Material for this exercise
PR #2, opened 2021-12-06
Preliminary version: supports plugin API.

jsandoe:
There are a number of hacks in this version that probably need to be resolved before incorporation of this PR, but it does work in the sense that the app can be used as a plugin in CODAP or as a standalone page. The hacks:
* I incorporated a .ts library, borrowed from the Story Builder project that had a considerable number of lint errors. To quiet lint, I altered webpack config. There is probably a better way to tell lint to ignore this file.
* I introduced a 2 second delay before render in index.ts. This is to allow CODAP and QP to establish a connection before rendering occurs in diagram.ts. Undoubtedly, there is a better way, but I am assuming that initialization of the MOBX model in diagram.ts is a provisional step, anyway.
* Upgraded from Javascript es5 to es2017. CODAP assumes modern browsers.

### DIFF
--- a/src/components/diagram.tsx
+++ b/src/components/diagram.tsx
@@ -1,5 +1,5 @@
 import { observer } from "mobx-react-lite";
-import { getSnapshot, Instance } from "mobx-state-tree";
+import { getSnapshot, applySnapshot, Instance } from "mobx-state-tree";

Work instruction
If a line of the data above contains "components", copy it out.

Output below
--- a/src/components/diagram.tsx
+++ b/src/components/diagram.tsx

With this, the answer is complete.